Tony, Rich,
 
Is what is shown below the answer Rich did not get from Tony?
 
jorge

________________________________

From: [EMAIL PROTECTED] on behalf of Tony Murray
Sent: Thu 2006-01-12 23:07
To: [email protected]
Subject: RE: [ActiveDir] File Permissions: Deny vs. Allow



Could this be an explanation?:

 

"In most cases, Deny overrides Allow unless a folder inherits conflicting 
settings from different parents.
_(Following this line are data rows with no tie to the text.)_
PR #400, opened 2016-01-05
Ft4222 gpio

whbruce:
Re-ordered ft4222 gpio so that built-in gpio id starts at 0 and i2c expander gpio comes after. 
Added support for i2c switch by exposing downstream busses as extra mraa i2c entries.
Also added some uart fixes.


arfoll:
Merged, thanks!

PR #162, opened 2023-09-08
chore(@clack/prompts): update readme

await-ovo:
Currently if we just copy the example code of [cancellation](https://github.com/natemoo-re/clack/tree/main/packages/prompts#cancellation), it will throw an error:

```
TypeError: Cannot read properties of undefined (reading 'validate')
```

It might be useful to fill in the required parameters here to ensure that newbies don't get an error when copying this code~


natemoo-re (approved):
Sorry for the delay, thanks for the PR!

PR #169, opened 2023-09-22
feat(@clack/prompts): adapt `spinner` to CI environment

### LINKED ISSUE #168: [Request] Disable continuous terminal rewriting in CI

Spinning out from https://github.com/JoshuaKGoldberg/create-typescript-app/issues/859: when running Clack's spinners in a project in CI (e.g. GitHub Actions), you get a _ton_ of CI logs:

```plaintext
│
◇  ✅ Passed migrating repository structure.
[25](https://github.com/JoshuaKGoldberg/create-typescript-app/actions/runs/6264408991/job/17011040698?pr=858#step:5:26)l│
◒  Cleaning up files◐  Cleaning up files◓  Cleaning up files◑  Cleaning up files◒  Cleaning up files◐  Cleaning up files◓  Cleaning up files◑  Cleaning up files◒  Cleaning up files.◐  Cleaning up files.◓  Cleaning up files.◑  Cleaning up files.◒  Cleaning up files.◐  Cleaning up files.◓  Cleaning up files.◑  Cleaning up files.◒  Cleaning up files..◐  Cleaning up files..◓  Cleaning up files..◑  Cleaning up files..◒  Cleaning up files..◐  Cleaning up files..◓  Cleaning up files..◑  Cleaning up files..◒  Cleaning up files...◐  Cleaning up files...◓  Cleaning up files...◑  Cleaning up files...◒  Cleaning up files...◐  Cleaning up files...◓  Cleaning up files...◑  Cleaning up files...◒  Cleaning up files...◐  Cleaning up files◓  Cleaning up files◑  Cleaning up files◒  Cleaning up files◐  Cleaning up files◓  Cleaning up files◑  Cleaning up files◒  Cleaning up files◐  Cleaning up files.◓  Cleaning up files.◑  Cleaning up files.◒  Cleaning up files.◐  Cleaning up files.◓  Cleaning up files.◑  Cleaning up files.◒  Cleaning up files.◐  Cleaning up files..◓  Cleaning up files..◑  Cleaning up files..◒  Cleaning up files..◐  Cleaning up files..◓  Cleaning up files..◑  Cleaning up files..◒  Cleaning up files..◐  Cleaning up files...◓  Cleaning up files...◑  Cleaning up files...◒  Cleaning up files...◐  Cleaning up files...◓  Cleaning up files...◑  Cleaning up files...◒  Cleaning up files...◐  Cleaning up files...◓  Cleaning up files◑  Cleaning up files◒  Cleaning up files◐  Cleaning up files◓  Cleaning up files◑  Cleaning up files◒  Cleaning up files◐  Cleaning up files◓  Cleaning up files.◑  Cleaning up files.◒  Cleaning up files.◐  Cleaning up files.◓  Cleaning up files.◑  Cleaning up files.◒  Cleaning up files.◐  Cleaning up files.◓  Cleaning up files..◑  Cleaning up files..◒  Cleaning up files..◐  Cleaning up files..◓  Cleaning up files..◑  Cleaning up files..◒  Cleaning up files..◐  Cleaning up files..◓  Cleaning up files...◑  Cleaning up files...◒  Cleaning up files...◐  Cleaning up files...◓
```

Screenshot of the preceding code block in CI, showing many "Cleaning up files.." notices

Could we an option to disable terminal animations, so each line is only logged once? Ideally that option would default to auto-detecting whether the environment is a CI one.

User-land code could avoid spinners in CI by doing the detection themselves. That's a lot of work for each consuming project though.

**Additional context**

I'd be happy to implement this - though might not have time soon.

orochaa:
This PR addresses a issue reported in GitHub Actions where `spinner` was excessively writing messages, leading to confusion and cluttered output. To enhance the CI workflow and provide a smoother experience, the following changes have been made only for CI environment:

- Messages will now only be written when a `spinner` method is called and the message updated, preventing unnecessary message repetition.
- There will be no loading dots animation, instead it will be always `...`
- Instead of erase the previous message, action that is blocked during CI, it will just write a new one.

### Demo
https://github.com/natemoo-re/clack/assets/100330057/0997f28f-0677-4223-b81a-db47776cc858

Closes #168


ulken:
Suggestion: use something like https://www.npmjs.com/package/ci-info to cover more CI environments.

examples/basic/package.json
```diff
@@ -10,7 +10,8 @@
   },
   "scripts": {
     "start": "jiti ./index.ts",
-    "spinner": "jiti ./spinner.ts"
+    "spinner": "jiti ./spinner.ts",
+    "spinner-ci": "npx cross-env GITHUB_ACTIONS=\"true\" jiti ./spinner-ci.ts"
```
antony, line 14:
```suggestion
    "spinner-ci": "npx cross-env CI=\"true\" jiti ./spinner-ci.ts"
```

packages/prompts/package.json
```diff
@@ -55,7 +55,8 @@
   "dependencies": {
     "@clack/core": "workspace:*",
     "picocolors": "^1.0.0",
-    "sisteransi": "^1.0.5"
+    "sisteransi": "^1.0.5",
+    "std-env": "^3.4.3"
```
antony, line 59: this is an entire new package simply to check an environment variable. I've yet to find a CI platform which doesn't set an env var called CI=true.

If this library hopes to retain it's small size, it probably makes sense not to add this dependency, as I don't think it is required.

antony (dismissed):
Suggest that the new std-env dependency is removed as it probably isn't required. Generally, CI systems set CI=true, and I've yet to encounter one which doesn't.

If some random CI system doesn't set CI=true, then it's trivial for a user to just set it.

But in addition, if somebody wanted the old behaviour in CI, they could override it using this variable - whereas the `std-env` library checks a whole pile of other variables, making that hard to do.

In addition,

Mist3rBru:
Hey @antony, thanks for the review!

I agree with the suggestions and have applied then to the PR, now we just check if CI variable is set to true. This way we cover most CI environments and still keep the bundle size small.

.changeset/thin-moose-tease.md
```diff
@@ -0,0 +1,5 @@
+---
+'@clack/prompts': patch
+---
+
+Adapt `spinner` to CI environment
```
natemoo-re, line 5: Adapts `spinner` output for static CI environments

natemoo-re (approved):
Thanks for the PR! This is great 💜

mdjastrzebski:
@natemoo-re when do you plan to release this fix?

In this situation, the setting that is 
inherited from the parent that is closest to the object in the subtree has 
precedence."

 

http://support.microsoft.com/default.aspx?scid=kb;en-us;308418&sd=tech

 

Tony

 

________________________________

From: [EMAIL PROTECTED] [mailto:[EMAIL PROTECTED] On Behalf Of Ahmed Al-Awah
Sent: Friday, 13 January 2006 10:41 a.m.
To: '[email protected]'
Subject: [ActiveDir] File Permissions: Deny vs. Allow

 

Hi all,

 

I'm hoping someone can help explain a situation I came across recently. I have 
a global security group that has been denied access to a specific network drive 
(a folder on a server). However, certain members within the global security 
group are able to access the drive.

 

After some research I found that the global group was a "member of" a domain 
local group with access to the drive in question. When the group was removed 
from the domain local group (but were still members of the global group) the 
said users were no longer able to access the drive.

 

File permissions, as I understand them, are designed such that deny permissions 
will always override allow permissions but in this case it seems that this is 
not the case, hence my confusion.

 

P.S.: Just as an FYI, the global group and domain local group are located in 
different OUs but are part of the same domain.

 

Any clarifications on why this is happening are appreciated.